I guess her identity has been more with the children. So as long
as I was matching that, she thought I was fine. There has been
a subtle family code of ethics where everyone has children and
thus can talk to each other. If you don't, you are an outcast
- breaking the family code. What I don't have in common with my
sister and her 4 children are children. Thus a certain bonding
is lacking and there is a certain distancing. It's like they don't
know what to talk to me about and seem to forget that I am a human
being, too, who also has something to contribute to the world.
They distance me like my mother distanced me because I don't have
children. It is painful but also fascinating to see how psychological
thought forms and patterns get carried down generationally. Part
of my salvation which kept my self- esteem intact was to go into
my unconscious, into my inner world, my world of spirit art, creativity...places
where my mother couldn't control me.
Sometimes the obstacles in our lives are just the things we need
to point us in our true direction. I wouldn't want them again,
but they have definitely been gifts. My relationship with my mother
and this auto-immune disease have been gifts. I always have faith
that I am going somewhere. And a faith that it is going to be
right, a faith that it is going to be for whatever is needed on
the planet. So much is needed right now that I can become overwhelmed
and have no idea which way to go. When Dominie asked me to go
to Cambodia I said, "Okay." I knew that was a direction.
And when I was asked to go on the bilateral peace exchange to
the Soviet Union I said,"Yes." And I will say yes to
whatever the next direction is because I have no idea how life
wants to direct me. But I'm willing to go. I call these directions
"my assignments" and liken the process to the TV show
Mission Impossible. When he got his assignment, he had the option
to say yes or no. If he said yes to the assignment, he always
had helpers coming out of unknown places to help him complete
that assignment. That's how I see life. Life has assignments.

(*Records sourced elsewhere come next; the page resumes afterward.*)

PR #5101, opened 2026-06-09
refactor(data-formats-CSV): flip parameters to `renderCSV`

djarabek:
Depends on #5066

This order makes more sense for the soon to be added `renderJSON` (as it is recursive), and the APIs should be consistent.


balacij (dismissed):
Good idea!

JacquesCarette (approved):

PR #5112, opened 2026-06-10
chore(`drasil-lesson-plan`): remove dead code and unnecessary dependencies

balacij:
The `multiplate` stuff is nice, but unused. I'm also fairly certain it's overkill for the lesson plan. For the SRS, it does seem to work out nicely, however.


JacquesCarette (approved):
We need to really understand what problem 'multiplate' solves, document that, and remember it (and probably use it more!). I agree that it is nice and can be overkill. So fine to delete it from here.

Issue #4782, opened 2026-03-02
Insert more types of chunks into the `ChunkDB`


balacij:
Spawns from https://github.com/JacquesCarette/Drasil/issues/3351#issuecomment-3987108969

Previously, chunks were built in a nesting fashion where 1 `UID` could lead to many different chunk types. Since #2873 at least, we have a hard requirement that each `UID` must uniquely refer to a single chunk type to a single, unique, reusable piece of information.

Our `ChunkDB` design involved exporting the "internal" chunks from the "larger" chunks (the ones carrying others, inheriting their `UID`) and placing them in the `ChunkDB`. Now, with the new design, we should move away from this. For example, `CI` is a 

The goal of this issue is to move away as much as possible from inserting only the "inner" chunks.

For example:

https://github.com/JacquesCarette/Drasil/blob/8ed6fa31f179c6010afe495cb70a6614427a88d4/code/drasil-example/gamephysics/lib/Drasil/GamePhysics/Body.hs#L127-L129

We currently limit ourselves to 12 chunk types being inserted.

https://github.com/JacquesCarette/Drasil/blob/8ed6fa31f179c6010afe495cb70a6614427a88d4/code/drasil-example/gamephysics/lib/Drasil/GamePhysics/Body.hs#L116-L125

For our `ConceptChunk`s inserted, we extract them from other chunks when we should be inserting the entire chunks as they are.

https://github.com/JacquesCarette/Drasil/blob/8ed6fa31f179c6010afe495cb70a6614427a88d4/code/drasil-example/gamephysics/lib/Drasil/GamePhysics/Body.hs#L110-L114

We don't insert `CI`s, only their inner `IdeaDict`s.

https://github.com/JacquesCarette/Drasil/blob/8ed6fa31f179c6010afe495cb70a6614427a88d4/code/drasil-example/gamephysics/lib/Drasil/GamePhysics/Unitals.hs#L27-L28

We only insert `DefinedQuantityDict`s when we have other variable-defining-like chunk types.

JacquesCarette:
You have an incomplete sentence "For example, `CI` is a".

PR #5123, opened 2026-06-10
fix(bss): insert `ConceptChunk`s as they are

balacij:
Contributes to https://github.com/JacquesCarette/Drasil/pull/4829#issuecomment-4092462316
Contributes to #4782 
Contributes to #2873 

Builds on #5120

Along the way, I add `gravity` to the list of `ConceptChunk`s, which in turn adds it to the list of terms and defs. Is this okay? Not sure, but we can fix it!


JacquesCarette (approved):
Code is fine. And while it is not wrong to have 'gravity' in the Terminology section, it feels like overkill. So I definitely want @smiths to look at it. And @Xinlu-Y too.

Xinlu-Y:
The refactor looks good to me. 
The only side effect is it now lands in T&D (overlapping Gravitational interaction), because `TermsAndDefs` just uses the whole `conceptChunks` list. I'm fine to leave for now, but ideally we could keep `gravity` in the DB without listing it in T&D?

smiths:
I agree with @Xinlu-Y.  I don't like having the concept of "gravity" and "gravitational interaction".   I'm okay with defining one of them, since gravity is so fundamental to this problem, but I don't like defining the concept twice.

code/drasil-example/bss/lib/Drasil/BinaryStar/Concepts.hs
```diff
@@ -28,10 +28,12 @@ starTwo = compoundNC second_ star
...
-defs :: [ConceptChunk]
-defs = [binaryStarSys, starBody, gravInteraction, newtonLUG,
-        initialConditions, trajectory, centerOfMass, inertialRefFrame,
-        simTimeSpan]
+conceptChunks :: [ConceptChunk]
+conceptChunks = gravity : ccsFortermsAndDefsTbl
+
+ccsFortermsAndDefsTbl :: [ConceptChunk]
+ccsFortermsAndDefsTbl = [binaryStarSys, starBody, gravInteraction, newtonLUG,
+  initialConditions, trajectory, centerOfMass, inertialRefFrame, simTimeSpan]
```
balacij, line 36: Removing the addition of `gravity` to the Terms and Defs list is as straightforward as breaking up this list of `ConceptChunk`s in two.

The problem is that we _only_ go about it in this way, while this should be sorted automatically for us, with no real reason to have two lists (or any list for that matter). Background definitions brought about by background theories should be kept in the background. Of course, some can be highlighted for reminder purposes, but only when explicitly asked to do (e.g., it can be an opt-in option).

balacij:
Ready for review again :)

JacquesCarette (approved):

PR #5128, opened 2026-06-11
refactor: avoid `nw` usage in symbol convention declarations

balacij:
Builds on #5127 

Removes more `nw` usage in an operational way.

Does not contribute to using `UID`s/`UIDRef`s instead of embedding whole chunks, but it might be a good one to give as an example to fix. From a quick search with github issues, I don't see anything discussing this. I'll have to look for that later.


JacquesCarette (approved):
Nice to see the `classy lenses`-based polymorphism coming in to make things more direct, i.e. removing needless casts.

My assignment right now is to be a psychotherapist and to heal
my body. And it will shift. It's okay. I'm being parented by something
greater than me. I trust it, and it is friendly. It certainly
expands and grows me a lot.
I have a strong feeling, not an emotional feeling, but a very
deep, deep sense inside that life is always moving us toward more
wholeness. As long as I say yes to life, I will be guided wherever
I need to go in the inner or outer world. I find peace in following
whatever I need to do while I am here on the planet.